『姉さんかぶり』

『姉さんかぶり』
 掃除はもとより、洗濯、裁縫、綿入れ仕事…と、家事全般にがんばる〝主婦の勤労帽〟とでも言うべき「姉さんかぶり」。その姿を見るにつけ「ああ、働くお母さんっていいな」─みたいな気持ちが無意識の中で、誰の心にも蓄積されたと思う。
「姉さんかぶりは看護師さんの白衣と同じ。さあ仕事をと思うと、手が自然と手拭いに伸びていましたよ。埃を避ける目的は当然として、やらなくてはいけない主婦の辛い仕事に対する〝勢い付け〟みたいな意味もあったかねえ」とは、超高齢の縁者の弁。
 郷愁を語るとき、その郷愁の多くを生み出してくれたのは、姉さんかぶりの女性(主に母)だったと気づく男性は多いと思う。

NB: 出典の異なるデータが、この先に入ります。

PR #1106, opened 2019-09-16
Reset state if anticipated state doesn't arrive

jvff:
The UI will anticipate certain tunnel states (Connecting and Disconnecting) when certain UI actions are performed in order to provide feedback as fast as possible. However, if any issue occurs when sending the command or when the daemon is handling the command, the anticipated state will never arrive. Therefore, this PR adds a timeout after setting the UI state to an anticipated state. If the time expires without receiving a tunnel state event from the daemon, the UI state is restored to the previous known tunnel state.

Git checklist:

---
This change is [Reviewable](https://reviewable.io/reviews/mullvad/mullvadvpn-app/1106)

### DIFF
--- a/android/src/main/kotlin/net/mullvad/mullvadvpn/dataproxy/ConnectionProxy.kt
+++ b/android/src/main/kotlin/net/mullvad/mullvadvpn/dataproxy/ConnectionProxy.kt
@@ -32,7 +32,7 @@ class ConnectionProxy(val context: Context, val daemon: Deferred<MullvadDaemon>)
     private val initialState: TunnelState = TunnelState.Disconnected()
 
     var state = initialState
-        set(value) {
+        private set(value) {
             field = value
             resetAnticipatedStateJob?.cancel()
             onStateChange.notify(value)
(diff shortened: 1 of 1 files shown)


jvff:
___
*[android/src/main/kotlin/net/mullvad/mullvadvpn/dataproxy/ConnectionProxy.kt, line 118 at r1](https://reviewable.io/reviews/mullvad/mullvadvpn-app/1106#-Lou0rNM8tDAiE54lXxb:-Lou35uZ29p8QznuCHIR:bqx6sej) ([raw file](https://github.com/mullvad/mullvadvpn-app/blob/c56624ec145d8bd0fb230819b3fbdfbcdc00d7bc/android/src/main/kotlin/net/mullvad/mullvadvpn/dataproxy/ConnectionProxy.kt#L118)):*

Ok, cool! Just wanted to make sure!
</blockquote></details>

The reset runs on the main thread, but the tunnel state events are received on a background thread.

However, we're only updating the `uiState`, which is either updated here or updated on a new tunnel state event _after_ this `resetAnticipatedJob` is canceled. Worst case is that it cancels right after the delay (the only place where it will cancel and stop execution) and the `uiState` gets set to the `state`, which was already updated before calling `cancel` and which will be propagated to `uiState` again afterwards. At least AFAICT, the worst case scenario is that `uiState` is set twice to the same value.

 その姉さんかぶりを、最近、目にすることが少ない。つまり手拭いを見ることが少ない。手拭いほど便利なものが、なぜお役御免になったのだろう? 体を洗い、汗を拭き、大掃除にはマスクにもなる。景気づけに無くてはならないのは鉢巻。ドジョウ掬いの小道具にも、泥棒稼業の頬っかぶりにもなった。手拭いとしての一線を退いてからも、布巾となり、雑巾となり、身が擦り切れるまで働き通し、最後は燃えて自然に帰る。利用価値も環境貢献度もナンバーワン。復活を待ちたい。